I decide to do another thing I often tell people to do and forget to do myself, because, let’s face it, it is much easier to give advice than to actually mind your own business, attend to your own needs. I make the commitment to let my thoughts and feelings be whatever they are going to be today, and the only thing I ask of myself is to take note of them by category. Whatever story I find going on in my mind, I will simply label: helpful, unhelpful, neutral.

I learned this from a mindfulness teacher in a book called Beyond Distraction: Five Practical Ways to Focus the Mind. I keep digging into this practice, and I am reminded that I can manage the thoughts with skill if I notice what they are. How many of them reflect reality versus whatever dumpster fire my mind conjures up for me to suffer with, even though it’s not actually happening? I stop letting my mind ruminate on the separation from my kids, or, as the author puts it, I stop losing myself in thoughts of what might have been or should not be.

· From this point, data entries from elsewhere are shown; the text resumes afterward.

PR #3466, opened 2022-02-24
FontDisplay: Fixing missed equals and hashcode overrides

Windchild292:
Missed these in the initial commit. I also simplified the constructor, which helps with setting the value nicely.


megamek/src/megamek/client/ui/displayWrappers/FontDisplay.java
```diff
@@ -35,6 +37,10 @@
     //endregion Variable Declarations
 
     //region Constructors
+    public FontDisplay(final String familyName) {
+        this(Font.decode(familyName).deriveFont(Font.PLAIN, 16f), familyName);
```
SJuliez, line 41: If you're interested, you could try getting the UIManager default font for comboboxes and derive from it. The size would probably be 12 then.
Like:
Font font = UIManager.getFont("ComboBox.font");
if (font != null) etc.

image

megamek/src/megamek/client/ui/displayWrappers/FontDisplay.java
```diff
@@ -49,12 +55,34 @@ public Font getFont() {
...
+    @Override
+    public boolean equals(final @Nullable Object other) {
+        if (other == null) {
+            return false;
+        } else if (this == other) {
+            return true;
+        } else if (other instanceof FontDisplay) {
+            return getFont().equals(((FontDisplay) other).getFont());
+        } else if (other instanceof Font) {
+            return getFont().equals(other);
```
SJuliez, line 76: As someone who did not write this class I would never write fontDisplay.equals("Verdana") or fontDisplay.equals(someFont) and expect it to return true without taking a deep look at it first. Far be it from me to create unnecessary work but in this case I'd say isFont(String fontName) and isFont(Font font) would be easier on other users of this class such as me.

SJuliez (changes requested):
Sorry, small PR only and still I'd like to request a change to the equals...

megamek/src/megamek/client/ui/displayWrappers/FontDisplay.java
Windchild292: Both were testing setups that don't compare properly (which lead to the constructor change), so I've removed them. I was trying to simplify selected item assignment by making them possible.

megamek/src/megamek/client/ui/displayWrappers/FontDisplay.java
Windchild292: It's in a constructor, so it needs to be inline... which means using the UIManager isn't the most stable way to code. However, I've swapped to 12 as that's the default.

Windchild292 (commented):
I concur on both, review changes applied

SJuliez (approved):

PR #3469, opened 2022-02-25
Add CalculationReport tools

SJuliez:
I noticed that I need to write a conversion report for AlphaStrike conversion. Looking at the BV or cost reports, these are really done per pedes with mountains of stringbuilder.append(ROW_START). I wanted a tool for this, so this is the result and I'd rather add it now than keep it buried in the AS conversion branch.

This consists of an interface "CalculationReport" that writes up ths standard interaction with any of the report classes, such as addLine(String, String, String), addHeader() and so on.
The interface is implemented by four classes. These are:
- HTMLCalculationReport: This creates a report much like it's done now, only without having to use any HTML manually
- SwingCalculationReport: This creates a report using Swing Labels, ready to deploy in a panel or wherever; this is a bit superior to HTML as it knows how wide it wants to be and it is easier to format if any formatting is required. (see screen below)
- TextCalculationReport: This is a pure text report, formatted for display in a monospace font. Good for export (see screen below)
- In addition, there is FlexibleCalculationReport, which internally builds all three of the above and has any of them ready, for example for export to clipboard.

Adding a line to any of the four is the same regardless of which Report type is used (and they can be typed as CalculationReport instead of their class): addLine("Damage:", "2+4+6", " = 12"); Adding any of them to a dialog is simple as they all have a toJComponent() method.

For the examples below, I changed the bv calculation of Mech to the new way (which cuts around 700 lines of code and, I believe, a few bugs along the way). This is not part of the PR as I would need to convert all unit types and thats a lot. Something for later.
The code using it starts with:
bvReport.addHeader("Battle Value Calculations For " + getChassis() + " " + getModel());
bvReport.addSubHeader("Defensive Battle Rating Calculation:");

To switch between these two screenshots I changed only one line:
CalculationReport bvReport = new TextCalculationReport(); <-> CalculationReport bvReport = new SwingCalculationReport();
(and set the font to monospaced for the text)
image
image

(There is a bug in the screenshots that has been corrected in the code)

### DIFF
--- a/megamek/src/megamek/client/ui/swing/calculationReport/CalculationReport.java
+++ b/megamek/src/megamek/client/ui/swing/calculationReport/CalculationReport.java
@@ -188,7 +188,7 @@ public interface CalculationReport {
     CalculationReport addResultLine(@Nullable String type, @Nullable String calculation, @Nullable String result);
 
     /**
-     * Returns the CalucaltionReport as a JComponent that can be added to a dialog or other Swing component.
+     * Returns the CalculationReport as a JComponent that can be added to a dialog or other Swing component.
      *
      * @return The CalculationReport wrapped in a JComponent form.
      */
--- a/megamek/src/megamek/client/ui/swing/calculationReport/CalculationReport.java
+++ b/megamek/src/megamek/client/ui/swing/calculationReport/CalculationReport.java
@@ -1,0 +1,205 @@
+/*
+ * Copyright (c) 2022 - The MegaMek Team. All Rights Reserved.
+ *
+ * This file is part of MegaMek.
+ *
+ * MegaMek is free software: you can redistribute it and/or modify
+ * it under the terms of the GNU General Public License as published by
+ * the Free Software Foundation, either version 3 of the License, or
+ * (at your option) any later version.
+ *
+ * MegaMek is distributed in the hope that it will be useful,
+ * but WITHOUT ANY WARRANTY; without even the implied warranty of
+ * MERCHANTABILITY or FITNESS FOR A PARTICULAR PURPOSE. See the
+ * GNU General Public License for more details.
+ *
+ * You should have received a copy of the GNU General Public License
+ * along with MegaMek. If not, see <http://www.gnu.org/licenses/>.
+ */
+package megamek.client.ui.swing.calculationReport;
+
+import megamek.common.annotations.Nullable;
+
+import javax.swing.*;
+import java.util.Locale;
+/**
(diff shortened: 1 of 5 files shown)


megamek/src/megamek/client/ui/swing/calculationReport/CalculationReport.java
```diff
@@ -0,0 +1,205 @@
...
+     *
+     * @param type The first element of this line, such as "Damage: "
+     * @param calculation A calculation or other info, displayed after the type
+     * @param result A result or other info, displayed on the right side
+     * @return The CalculationReport itself. Enables multiple stringed addLine calls
+     */
+    CalculationReport addResultLine(@Nullable String type, @Nullable String calculation, @Nullable String result);
+
+    /**
+     * Returns the CalucaltionReport as a JComponent that can be added to a dialog or other Swing component.
```
Windchild292, line 191:
```suggestion
     * Returns the CalculationReport as a JComponent that can be added to a dialog or other Swing component.
```

megamek/src/megamek/client/ui/swing/calculationReport/HTMLCalculationReport.java
```diff
@@ -0,0 +1,104 @@
...
+
+    @Override
+    public JComponent toJComponent() {
+        final JEditorPane editorPane = new JEditorPane("text/html", this.toString());
+        editorPane.setEditable(false);
+        editorPane.setCaretPosition(0);
+        return editorPane;
+    }
+
+    public CalculationReport addResultLine(String type, String calculation, String result) {
```
Windchild292, line 58: Missing override annotation

megamek/src/megamek/client/ui/swing/calculationReport/SwingCalculationReport.java
```diff
@@ -0,0 +1,108 @@
...
+    private final GridBagConstraints gbc = new GridBagConstraints();
+    private final String COL_SPACER = "   ";
+    private final static int PADDING = 15;
+
+    @Override
+    public JComponent toJComponent() {
+        return report;
+    }
+
+    public CalculationReport addResultLine(String type, String calculation, String result) {
```
Windchild292, line 39: Missing override annotation

Windchild292 (commented):
Looks good, just a typo and a few missing overrides

SJuliez:
OK corrected.

Windchild292 (approved):

PR #3474, opened 2022-03-02
MML Issue 1045: EquipmentType/MiscType updates, constants, data

SJuliez:
Provides the basis for a fixing a few equipment items not showing up in MML.
- Adds internalName constants in EquipmentTypeLookup for industrial equipment
- By way of exception to the rule, I moved the annotations in EquipmentTypeLookup to the same line as the constant to make this less of a waste of space
- Adds the constants to the MiscType definitions of industrial eqp (the internalNames arent changed, just made a constant) as well as the Nail/Rivet Gun which is also an industrial eqp.
- In MiscType, corrects the ISCVDuneBuggy chassis mod to be TANK_EQUIPMENT instead of SUPPORT_TANK and removes the comment on both the CV Dune buggy and SV dune buggy that there is only one eqp for SV and CV and there should be two, because there are, in fact, two.
- and... I accidentally left in the change to the FilteredUnitListTool but I did use it to find out if there is an SV Dune Buggy and in fact there is, the Dromedary Water Transport.

@HammerGS I'd like to note that the rules say that Dune Buggy is only available to CV. Even though there is an official SV... Has this been errata'd? And, I could not find any mention in the rules of a Buzzsaw, yet we have one that points to TM.

### DIFF
--- a/megamek/src/megamek/common/EquipmentType.java
+++ b/megamek/src/megamek/common/EquipmentType.java
@@ -1502,4 +1502,16 @@ public class EquipmentType implements ITechnology {
     public String getSortingName() {
         return (sortingName != null) ? sortingName : name;
     }
+
+    /**
+     * Returns true if this equipment is any of those identified by the given type Strings.
+     * Best use the constants defined in EquipmentTypeLookup.
+     *
+     * @param eType An equipment type to check
+     * @param eTypes More equipment types to check
+     * @return true if the internalName of this equipment matches any of the given types
+     */
+    public boolean isAnyOf(String eType, String... eTypes) {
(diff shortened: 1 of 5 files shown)


HammerGS:
Hi, Regarding the Dune Buggy - SV's get them on the table pg 122 of TM as well as a combat chassis. But looks like different rules for each one. 

Buzzsaw is a legacy equipment was originally in Unbound Module, I thought it was in a very early Tech Manual or TacOps but can't find it. It's been replaced with the Dual Saw or Chainsaw officially.

Windchild292 (approved):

By afternoon, at the top of the tram, I take in my surroundings: Laughter from my ski partner, as he tightens his boots before we descend into Rendezvous Bowl’s frigid temperatures. Open, blazing blue sky, activity buzzing on the valley’s carpet below. Helpful, thinking about this beauty. Helpful, thinking about all the people doing what they have always done to move things along, deliver the food, the babies, the new part for the fireplace. Helpful, thinking about how many of them—teachers, friends, coaches, pets—have conspired to help shape my sons into these miraculous, interesting, sensitive men. Helpful. The “no” becomes less binary. It morphs into something more like “both”—both the sore spots and also the celebration of babies who grow up, walk steady, begin to find ways to be part of something bigger than themselves.

I point my skis downhill, feel my body come to balance and let myself fully experience the ride.